Not only couldn't he use a computer or even a phone with more than one line - he had no life skills, either.

He didn't know "what to wear, when to get up in the morning, how to get to work," Buchanan said.

He didn't know you couldn't yell at people who called on the telephone.

"Obviously, it was frustrating because he didn't know anything, and that level of unawareness was flabbergasting," she said.

But he never resisted correction and was always eager to improve.

Buchanan knows that Davis credits her with his success - and begs to differ.

"Everything he's done, he's done because he is who he is. Yes, I encouraged him to go back and get his GED and then to keep on going, but he did the work - he's the one.

"And he did it all while not exactly being healthy. There were numerous complications of his spinal-cord injury. There was more than one occasion we didn't know if Joe was going to live.

"He's quite a guy.
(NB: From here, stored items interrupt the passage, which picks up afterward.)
PR #2949, opened 2017-11-20
Fix color for man_made icons

math1985:
* Labels for masts and water towers are now the same color of dark gray
  as mast/water tower icons, rather than the current black color.
* Windmill icons are now rendered in man_made gray rather than black

Before:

Once he turned that corner, he turned it."

Buchanan left Jefferson 17 years ago and runs a consulting business from her Blue Bell home.

She and Davis stay in touch,but don't see each other often.

She did come to the opening of his private counseling practice - Restoration Services - a bright one-room office in a new building on Tulpehocken Street near Ogontz Avenue, where he sat and told me stories last week.

Davis is a charming raconteur,which no doubt helps in his job as director of Magee Rehabilitation Hospital's "Think First" injury-prevention program. He talks at schools and other forums around the city.

"He's one of our best," said his supervisor, Ron Siggs, a Magee vice president.

Davis is indeed an inspiring soul and I'm happy to help him thank Buchanan in this column.

But an unusual set of circumstances enabled him to thank her in a more direct way.

Buchanan suddenly lapsed into a coma in November 2003, after contracting chicken pox.

She was in the coma for two months. When she came out of it, "I couldn't move my hands or my feet and I was on a ventilator," she said.

Buchanan was transferred to Magee for rehabilitation, and was there for 6 1/2 weeks.